'''
Issue #5549, opened 2019-08-08
WMR controller Menu Button switched


SchroerDev:
## Describe the bug

The handedness of menu button for windows mixed reality controllers is switched.

I Press the Menu button on the left controller and the InputEventData.Handedness is right.

## To reproduce

Try this class:

```C#
using Microsoft.MixedReality.Toolkit;
using Microsoft.MixedReality.Toolkit.Input;
using UnityEngine;

public class MenuButtonTest : MonoBehaviour, IMixedRealityInputHandler
{

    private IMixedRealityInputSystem inputSystem = null;

    /// <summary>
    /// The active instance of the input system.
    /// </summary>
    protected IMixedRealityInputSystem InputSystem
    {
        get
        {
            if (inputSystem == null)
            {
                MixedRealityServiceRegistry.TryGetService(out inputSystem);
            }
            return inputSystem;
        }
    }

    private void OnEnable()
    {
        InputSystem?.Register(gameObject);
    }

    private void OnDisable()
    {
        InputSystem?.Unregister(gameObject);
    }

    public void OnInputDown(InputEventData eventData)
    {
        Debug.Log("EventDown : " + eventData.MixedRealityInputAction.Description.ToString() 
+ " Handness: " + eventData.Handedness.ToString() + " sourceID: " 
+ eventData.SourceId + "  ----  " + eventData.InputSource.SourceName);
    }

    public void OnInputUp(InputEventData eventData)
    {
        Debug.Log("EventUp : " + eventData.MixedRealityInputAction.Description.ToString() 
+ " Handness: " + eventData.Handedness.ToString() + " sourceID: " 
+ eventData.SourceId + "  ----  " + eventData.InputSource.SourceName);
    }
    
}
```

## MySetup 

- Unity Version  2019.1.11f1
- MRTK Version v2.1

## Target Platform 

- WMR immersive

davidkline-ms:
i am unable to reproduce this (prerelease/2.0.0_stabilization branch) using my WMR immersive headset when running a UWP application.

I will try using the same headset running an OpenVR application

davidkline-ms:
confirmed that the mappings are for the incorrect handedness in the OpenVR controller mapping

davidkline-ms:
Fixed in stabilization. will go into mrtk_development with the next merge.

PR #5578, opened 2019-08-09
Fix button mappings for WMR controllers in OpenVR - 5549

davidkline-ms:
#5549 pointed out that the menu button mappings for the Windows Mixed Reality Motion Controllers were incorrect when running on OpenVR.

This was a result of the button identifiers being entered backwards (left as right, right as left) in the .cs and .asset files.

Verified using customer provided script, running both UWP and OpenVR targets in the editor and examining the debug console output.

### DIFF
--- a/Assets/MixedRealityToolkit.SDK/Profiles/DefaultMixedRealityControllerMappingProfile.asset
+++ b/Assets/MixedRealityToolkit.SDK/Profiles/DefaultMixedRealityControllerMappingProfile.asset
@@ -2189,7 +2189,7 @@ MonoBehaviour:
         id: 2
         description: Menu
         axisConstraint: 2
-      keyCode: 330
+      keyCode: 332
       axisCodeX: 
       axisCodeY: 
       invertXAxis: 0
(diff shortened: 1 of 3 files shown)


Assets/MixedRealityToolkit.SDK/Profiles/DefaultMixedRealityControllerMappingProfile.asset
```diff
@@ -2189,7 +2189,7 @@ MonoBehaviour:
         id: 2
         description: Menu
         axisConstraint: 2
-      keyCode: 330
+      keyCode: 332
```
keveleigh: There's another mapping profile as well (not sure what the difference in mappings is, if we could squash them into the default):

https://github.com/microsoft/MixedRealityToolkit-Unity/blob/prerelease/2.0.0_stabilization/Assets/MixedRealityToolkit.Examples/Demos/Input/Scenes/InputActions/InputActions.MixedRealityControllerMappingProfile.asset#L2192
'''
TASK STATEMENT
Where the string "running" occurs in a line of the material above, copy the whole line.

OUTPUT OF THE EXERCISE
i am unable to reproduce this (prerelease/2.0.0_stabilization branch) using my WMR immersive headset when running a UWP application.
I will try using the same headset running an OpenVR application
#5549 pointed out that the menu button mappings for the Windows Mixed Reality Motion Controllers were incorrect when running on OpenVR.
Verified using customer provided script, running both UWP and OpenVR targets in the editor and examining the debug console output.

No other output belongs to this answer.